Thu, 06 Oct 2005

Volunteers are bomb victims' best friends

ID Nugroho, The Jakarta Post, Denpasar

Australian-born Jane Lumy is busy coordinating a team of volunteers at Bali's Sanglah Hospital Crisis Center, trying to respond to any inquiries from families or relatives of the weekend blast victims.

Lumy has been coordinating at least 475 volunteers who are ready to assist in any way they can.

Her volunteers affectionately call her Bunda (or mother). Lumy oversees everything -- from logistics, data to the daily meals for her "children".

The team of volunteers was firstly established in 2002 when the first bombs detonated on the island. Comprising people of all nationalities, the team worked up a storm to collect information, ask for donations and directly help those in need.

"We just thought that we had to work to help the bomb victims; to make things possible again," Lumy said.

First paying for things out of their own pockets, some of the people they helped later praised them as miracle workers.

However, Lumy is quick to downplay what the volunteers have achieved.

"We just did what we could to ease the heavy burdens of our unfortunate brothers and sisters," she said.

When their work in the bomb aftermath ended, Lumy's group shifted their target, working to help under-privileged people on the island.

In Dec. 2005; the team reunited in Aceh, where thousands of people affected by the tsunami waited desperately for help.

"I was stationed in Banda Aceh, Tenom and Nias Island," Lumy said. She worked rehabilitating children and helped register the huge numbers of missing persons.

Working to help people required sincerity, compassion and empathy, she said.

"(This time in Bali) we have already registered hundreds of missing persons from many countries in the world. We have to make frequent cross-checking procedures with a number of hospitals in Denpasar and its surroundings to ensure our information is valid and reliable," a volunteer worker, Syaichu, said.

So how was the work?

"Oh ... it's been really, really difficult and sometimes burdensome because many relatives and friends have not provided proper information about those who they say are missing. To make it worse, they didn't want to give us any contact numbers."

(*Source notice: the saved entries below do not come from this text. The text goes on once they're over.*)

Issue #2330, opened 2024-12-11
Add new PVsyst temperature model parameter sets


cwhanse:
PVsyst has added a set of temperature model parameters for roof mounted systems that allow air flow beneath the modules, termed "semi-integration".

**Describe the solution you'd like**
Add this parameter set to pvlib\temperature\pvsyst_cell, and as a value for PVSystem's `racking_model` parameter.

#2293 should be merged first.

Muhammad-Rebaal:
Hi @cwhanse !
I would like to solve this issue and do the required enhancement so could you please assign this issue to me?
The solution I'd like to propose is : 

`PVsyst's "semi-integration" model to pvlib.temperature.pvsyst_cell and as a racking_model option in PVSystem for improved accuracy in roof-mounted system modeling.`

Thank you!

cwhanse:
@Muhammad-Rebaal sure thing.

Details of the PVsyst model are [here](https://www.pvsyst.com/help-pvsyst7/thermal_loss.htm).

kandersolar:
Closed by #2415

PR #2415, opened 2025-03-21
Enhanced the Software with Semi-Integration

Muhammad-Rebaal:
Hi @cwhanse !

Hope you are doing well !

I've open a PR for the enhancement asked in the issue [#2330](https://github.com/pvlib/pvlib-python/issues/2330) for semi_integration model for roof top mounted systems and also write the test for it . So, Could you please take a look at it & let me if anything needs to change ?

Thank You !

### DIFF
--- a/tests/test_semi_integration.py
+++ b/tests/test_semi_integration.py
@@ -1,0 +1,27 @@
+import numpy as np
+from pvlib import temperature
+from pvlib import pvsystem
+
+# Get the pvsyst_cell function directly
+from pvlib.temperature import pvsyst_cell
+
+
+def test_pvsyst_cell_semi_integrated():
+    """Test semi-integrated PVsyst cell temperature model."""
+    poa = 1000  # W/m^2
+    temp_air = 25  # °C
+    wind_speed = 1  # m/s
+    
+    # Test with default parameters for semi_integrated
+    result = pvsyst_cell(poa, temp_air, wind_speed, u_c=20.0, u_v=0.0)
+    expected = temp_air + ((poa * 0.9 * (1 - 0.1)) / (20.0 + 0.0 * wind_speed))
+    assert np.isclose(result, expected)
+    
+    # Test with temperature.pvsyst_cell wrapper
+    temp_params = {'u_c': 20.0, 'u_v': 0.0}
+    mount = pvsystem.FixedMount(surface_tilt=30, surface_azimuth=180,
+                                racking_model='semi_integrated')
+    array = pvsystem.Array(mount=mount, module_type='glass_glass',
+                          temperature_model_parameters=temp_params)
+    result = array.get_cell_temperature(poa, temp_air, wind_speed, 'pvsyst')
+    assert np.isclose(result, expected)


cwhanse:
Hi @Muhammad-Rebaal there's a lot that needs to be done differently here.

1. The parameters for the semi-integrated case need to be added to the dict [here](https://github.com/pvlib/pvlib-python/blob/0deb93f86d4c1c8d04b35edde42f9eb33ec3deae/pvlib/temperature.py#L16)
2. The docstring of `temperature.pvsyst_cell` needs to have the semi-integrated case added.
3. The docstring and methods of pvsystem/PVSystem need to have semi-integrated added as an option for `racking_model`. You can locate where by searching for one of the existing parameter names for the PVsyst temperature model, e.g. `freestanding`
4. The unit test should only test that the correct parameters are inferred when `racking_model` is semi-integrated. That test goes [here](https://github.com/pvlib/pvlib-python/blob/0deb93f86d4c1c8d04b35edde42f9eb33ec3deae/tests/test_pvsystem.py#L683). The correct calculation by the `pvsyst_cell` function is already tested.

Muhammad-Rebaal:
> Hi @Muhammad-Rebaal there's a lot that needs to be done differently here.
> 
> 1. The parameters for the semi-integrated case need to be added to the dict [here](https://github.com/pvlib/pvlib-python/blob/0deb93f86d4c1c8d04b35edde42f9eb33ec3deae/pvlib/temperature.py#L16)
> 2. The docstring of `temperature.pvsyst_cell` needs to have the semi-integrated case added.
> 3. The docstring and methods of pvsystem/PVSystem need to have semi-integrated added as an option for `racking_model`. You can locate where by searching for one of the existing parameter names for the PVsyst temperature model, e.g. `freestanding`
> 4. The unit test should only test that the correct parameters are inferred when `racking_model` is semi-integrated. That test goes [here](https://github.com/pvlib/pvlib-python/blob/0deb93f86d4c1c8d04b35edde42f9eb33ec3deae/tests/test_pvsystem.py#L683). The correct calculation by the `pvsyst_cell` function is already tested.

Oh my bad ! Actually, I changed those stuff but it wasn't pushed by me 😬

pvlib/temperature.py
```diff
@@ -393,19 +383,21 @@ def pvsyst_cell(poa_global, temp_air, wind_speed=1.0, u_c=29.0, u_v=0.0,
     air temperature :math:`T_{a}` (C) and wind speed :math:`WS` (m/s). Model
     output is cell temperature :math:`T_{C}`. Model parameters depend both on
     the module construction and its mounting. Parameters are provided in
-    [1]_ for open (freestanding) and close (insulated) mounting configurations,
-    , and are coded for convenience in
+    [1]_ for open (freestanding), close (insulated), and intermediate
+    (semi_integrate) mounting configurations, and are coded for convenience in
```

There were initially 72 people listed as missing in the wake of the second Bali blasts, but the team has identified and found 30 of them.

"We found that some of the reported missing people were still alive and healthy and are still holidaying in places on the island. It was really relieving."

Lumy said she could only accept volunteers who were physically and mentally tough.

"This work has a lot of pressure. We have to be strong enough to endure it, otherwise we can't help people," Lumy said.